Marx and Freud diagnosed the modern condition as one of alienation. People are increasingly cut off from the relations that sustain them – economic, social, political, and even physical. The response has been a return to community – localist movements, community building, practices that emphasize the relations rather than the transactions. While I think this is a positive move, I question whether it offers the relief from alienation that we desire.

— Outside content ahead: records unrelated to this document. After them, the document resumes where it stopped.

PR #109, opened 2020-03-07
* Source/NSString.m: Attempt to make calls to GSICUCollatorOpen()

fredkiefer:
more consistent and correct for ICU 65.

The old code resulted in numerical comparisons failing with ICU65, because the code was just ignoring the system locale. I moved the tow different preprocessing instructions into the  function GSICUCollatorOpen and removed the obviously wrong code path.
The code is at least better than the previous version, I am not sure whether it is already correct for all cases.


rfm:
While I'm no expert on the localisation stuff, I couldn't see any problems.

PR #111, opened 2020-03-10
Fixed attributed string range initialization.

triplef:
Effective range was initialized incorrectly.

Caveat: I’m not entirely sure if this could have been an actual issue, or if this changes the behavior of these functions (though I don’t think so).


triplef:
Makes sense, that’s what I thought. However I’d still argue for using a correct NSRange just to ensure the invalid value is not perpetuated somehow. I stumbled across this by searching for "NSMakeRange" in order to use it in my other patch (I know... 🙈), and almost didn’t catch the mistake.

PR #602, opened 2026-04-28
Add libdispatch based NSOperationQueue implementation

HendrikHuebner:
This PR adds a new implementation for `NSOperationQueue`, which uses libdispatch instead of manually spawning threads.

The internal queue implementation is split into two classes: `GSDispatchOperationQueue` and `GSThreadOperationQueue`. If libdispatch is available, the dispatch implementation is chosen, otherwise we fall back to the old implementation. The logic for the thread implementation remains mostly unchanged, except for the structural change of moving most of the implementation to another class. I also fixed a bug here: If thread creation throws, we did not decrement the thread count afterwards.

Additionally, this PR adds the `underlyingQueue` property setter and getter, which is only enabled for libdispatch based implementations. See [Apple docs](https://developer.apple.com/documentation/foundation/operationqueue/underlyingqueue?language=objc) for reference.


HendrikHuebner:
Hm I can't reproduce the build failure locally, will try again later.

rfm (approved):
Thanks.  Generally I want to remove dependencies on libdispatch (because it is an extra dependency which has caused portability problems, particularly with bugs in implementations on less commonly used platforms),  but your code seems quite cleanly structured and unlikely to make things worse.  Probably we are best off relying on a configure-time command line option to disable use of libdispatch even if it seems to be available (to handle platforms where it is buggy or when people simply want to minimise external libraries),  and your code is consistent with that configure-time selection.

PR #603, opened 2026-05-01
Add support for libxpc

gcasa:
This adds XPC support to the build.  The test for this is [here](https://github.com/gcasa/NSXPCConnection_test)


gcasa:
No compatibility for linux for this.  libxpc is BSD only.

PR #606, opened 2026-05-04
Return NSError for invalid keyed unarchive data

danjboyd:
## Summary
- Catch invalid-data exceptions in the newer NSKeyedUnarchiver error-bearing convenience APIs.
- Return nil and populate NSError instead of letting invalid archive data terminate the process.
- Add focused NSKeyedArchiver regression coverage for invalid data.

## Validation
- PATH=/usr/GNUstep/System/Tools:$PATH make
- PATH=/usr/GNUstep/System/Tools:$PATH make check testobj=NSKeyedArchiver/general.m
- GNUSTEP_SWIFT_BASE_LIBDIR_OVERRIDE=/home/danboyd/git/gnustep/libs-base/Source/obj scripts/run-phase15j-nskeyedarchiver-nserror-runtime-gate.sh


danjboyd:
Stack note: this PR depends on #605 and should be reviewed/merged after #605. The intended order is #605, then #606, then #607.

DTW-Thalion:
Doing a portability check between GCC and clang, and the same GCC build break as #605: the bare `nonnull` keyword is not recognised by gcc (NSData.h `dataWithBytes:`/`initWithBytes:`, NSURL.h `init`), whereas `_Nullable`/`_Nonnull` are macro-guarded in NSObjCRuntime.h. Dropping `nonnull` or writing `_Nonnull` fixes it. This branch also needs a rebase on master; the headers have moved since it was cut.

PR #607, opened 2026-05-04
Tighten NSKeyedArchiver retained NSError annotations

danjboyd:
## Summary
- Annotate retained NSKeyedArchiver and NSKeyedUnarchiver NSError out-parameters as nullable storage.
- Keep this as a header-only follow-up on top of the invalid-data NSError runtime repair.

## Validation
- PATH=/usr/GNUstep/System/Tools:$PATH make check testobj=NSKeyedArchiver/general.m
- scripts/run-phase15j-nskeyedarchiver-nserror-runtime-gate.sh


danjboyd:
Stack note: this PR depends on #605 and #606 and should be reviewed/merged after both. The intended order is #605, then #606, then #607.

rfm (changes requested):
While he idea here looks basically good, we do have some problems:
We need a ChangeLog entry listing the changed files and summarising what has been done and why.

For the cases where the source code (rather than just headers) is changed to implement new functionality or to fix a bug, we really want reference  documentation (either modifying existing doc or adding new stuff where, unfortunately, docs are currently missing).  The gnustep reference documentation is automatically generated from specially formatted comments, so that's not hard.

I think the biggest issue is that the modified code doesn't compile on many platforms.  From a quick look I think it's probably all gcc based systems.  Currently NSObjCRuntime.h contains compatibility preprocessor definitions to cope with nullability compiler differences, so any file which hasn't imported that header will fail when it encounters an unknown keyword.
The quick/simple change would be to make sure the import takes place in any file where it's needed to build.
However, I think the current state of the code is a bit of a mess and ideally we'd improve it:  putting compiler specific defines in NSObjcRuntime.h seems inappropriate, and we already have that kind of thing in GSVersionMacros.h (and possibly other places too).   The file GSConfig.h (generated from GSConfig.h.in) is used to encapsulate most system-dependent variations which were discovered at configure time, so it might be that all the macros/defines to handler compiler specific dependencies should be moved to that file (which is imported pretty much everywhere).
Either solution would do though.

We feel alienated – depressed, disconnected, uncertain, precarious, and vulnerable – and so we seek out connection. We seek it, more often than not, in those spaces and with those others that are comfortable and most like ourselves. At the end of last year, I met a woman who was part of an “intentional community” in DC. There are, in fact, many of these – an entire network! They are essentially group houses where lots of young professionals, interns, college students and others come together to rent a house and share costs. These “intentional community” homes go a step further. They seek out people who are interested in a particular lifestyle and work together within the community of the house to make that lifestyle a reality. In this woman’s house, they were committed to a completely vegan diet, shared everything, and had weekly meetings to discuss house issues. While I don’t have any qualm with those values in particular, the retreat into this relatively homogeneous community was unsettling to me. One man had applied to join the house but wanted to be able to eat fish that he caught. From the woman’s story, it sounded as if he went to great lengths to compromise – keeping the fish in a cooler in the basement separate from all other food, and preparing and consuming it away from all other food preparation and consumption. However, the compromise was not enough for her or the others in the house – meat of any kind would simply not be allowed. This made me skeptical of the communitarian movements that are so common today, and whether they are the cure for alienation that we seek.
Alienation is the result of disconnection and isolation – the breakdown or abstraction of constitutive relations. The retreat into community, it seems to me, may fit very well in an alienated world. If you can slip easily and quietly into your community in the evenings and on weekends, then your alienation the rest of the time might be a little more bearable. But producing a community that is homogeneous and isolated is simply another form of alienation – a shared alienation.
Another way of looking at it is that alienation is a condition of the system of modernity in which we find ourselves. This is the insight of Marx and Freud, because the fact of alienation itself was not in doubt in the early industrial era. What they made apparent is that alienation is not a condition of individuals but of the collective world in which we live. If that’s the case, then a retreat into community might provide temporary solace, but never the true cure for alienation that we seek because it only changes the internal conditions of the community and not the relations that constitute our alienated existence.
So what’s the alternative? If we can’t cure alienation by building community, then what can we do? If alienation is the condition of the world we live in, then the cure for alienation, it seems, might be to seek connection in the most alien places possible. To ignore entirely the constraints imposed upon us by the world and seek new forms of interconnection – alien, monstrous, perverse, taboo, hybrid, and unnatural. To seek out (inter-class) contact rather than (intra-class) networking.
These kinds of alien connections entail a risk – an acceptance of vulnerability. There is danger in relating to something that is wholly other and alien. Communication may fail. Some relations may be painful or destructive. These are precisely the kinds of relations that are fled from in the retreat to community – the uncomfortable, uneasy, and dangerous relations. But the retreat into community is a retreat into the world of alienation and not an escape from it. Escape takes effort.
That’s not to say we can’t do both – build community and seek out other forms of connection as well. In some cases, the two may not be mutually exclusive, in others they may. It’s just to say that community building, in itself, is not the cure for alienation. The cure lies in breaking down the barriers that define community in our alienated world and composing new forms of relation that might begin to constitute a new world. This cannot happen as long as we seek out the easy, the comfortable, and the risk-free.